I'm studying Debye model for the specific heat capacity of solids. In class we found first of all that the number of modes per frequency is proportional to the frequency squared. We found that there is a maximum frequency, which is the Debye frequency. And then we derived the formula for the total internal energy, and studying its limit for low temperatures we found that $$c_{V}=\frac{12\pi^4R}{5}\left(\frac{T}{T_{D}}\right)^{3},$$ where $T_{D}$ is the Debye temperature. Of course we underlined that one of the hypothesis for this model is that the solid is considered as a continuum, so its vibrations propagate making the atoms vibrate together, therefore the wavelength has to be much longer than the distance between atoms.
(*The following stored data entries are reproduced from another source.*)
PR #380, opened 2019-08-15
fix: enable server to retry connecting to kube api

craicoverflow:
This fixes an issue when Kubernetes API restarts while the Node server is running, which causes the atches on the resources to fail. 

This retries the watches for n (default 10) times before exiting the application.

1. Run the MDC server against your remote cluster.
2. SSH into the master node.
3. Restart the API and controllers:

```sh
/usr/local/bin/master-restart api
```

and

```sh
/usr/local/bin/master-restart controllers
```

Watch the logs from MDC. You should see the server failing to attempting to set up the watch on the resources again, eg:

```
waiting 3000 milliseconds before attempting services watches again
```

Once it has successfully reconnected you should see `connection successful`.

4. Refresh MDC and try to bind a service. It should be successful.

### DIFF
--- a/server/appServices.js
+++ b/server/appServices.js
@@ -3,6 +3,7 @@ const mobileClientCRD = require('./mobile-client-crd.json');
 const androidVariantCRD = require('./android-variant-crd.json');
 const iosVariantCRD = require('./ios-variant-crd.json');
 const mobileSecurityServiceCRD = require('./mobile-security-crd.json');
+const { debounce } = require('lodash');
 const {
   PushService,
   IdentityManagementService,
@@ -17,7 +18,18 @@ const KEYCLOAK_SECRET_SUFFIX = '-install-config';
 const DATASYNC_CONFIGMAP_SUFFIX = '-data-sync-binding';
 const MOBILE_SECURITY_SUFFIX = '-security';
 
+const { MAX_RETRIES = 60, RETRY_TIMEOUT = 5000 } = process.env;
+
 let updating = false;
+// keeps track of how many attempts were made to connect to the Kubernetes API server
+let connectionAttempts = 0;
+const debounceTime = 250;
+// create a debounce function for the if a connection to
+// the kubernetes API fails. this will ensure that only one connection
+// retry attempt will take place at a time.
+const retryWatchDebounce = debounce((namespace, kubeclient) => {
+  retryWatch(namespace, kubeclient);
+}, debounceTime);
 
 function updateAll(namespace, kubeclient) {
   updating = true;
@@ -32,7 +44,13 @@ function updateAll(namespace, kubeclient) {
       updating = false;
       return Promise.all(promises);
     })
-    .catch(err => console.error(`Failed to update apps due to error`, err));
+    .catch(err => {
+      console.error(`Failed to update apps due to error`, err);
+
+      retryWatchDebounce(namespace, kubeclient);
+
+      throw err;
+    });
 }
 
 function updateApp(namespace, app, kubeclient) {
@@ -57,7 +75,13 @@ function updateApp(namespace, app, kubeclient) {
       }
       return Promise.resolve();
     })
-    .catch(err => console.error(`Failed to update app ${app.metadata.name} due to error`, err));
+    .catch(err => {
+      console.error(`Failed to update app ${app.metadata.name} due to error`, err);
+
+      retryWatchDebounce();
+
+      throw err;
+    });
 }
 
 function getServicesForApp(namespace, app, kubeclient) {
@@ -67,13 +91,16 @@ function getServicesForApp(namespace, app, kubeclient) {
 }
 
 async function updateAppsAndWatch(namespace, kubeclient) {
-  updateAll(namespace, kubeclient).then(async () => {
+  connectionAttempts++;
+  updateAll(namespace, kubeclient).then(() => {
     watchMobileClients(namespace, kubeclient);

After that, we analysed a one-dimensional lattice of atoms and derived the dispersion relation $$\omega^2=\frac{4b}{M}\sin^2\left(\frac{ka}{2}\right),$$ where $b$ is the elastic constant, $M$ is the mass of the atom, $k$ is the wave vector and a is the distance between two atoms. Of course if $k$ is small (meaning $\lambda$ is big, so we are in the hypothesis of the Debye model) this relation becomes $$\omega=\sqrt\frac{b}{M}ka.$$ We then concluded that $\omega$ is linear in $k$, as predicted by Debye model.
What I don't understand is why we can say this, where Debye model predicts that there is a linear relationship between $\omega$ and $k$.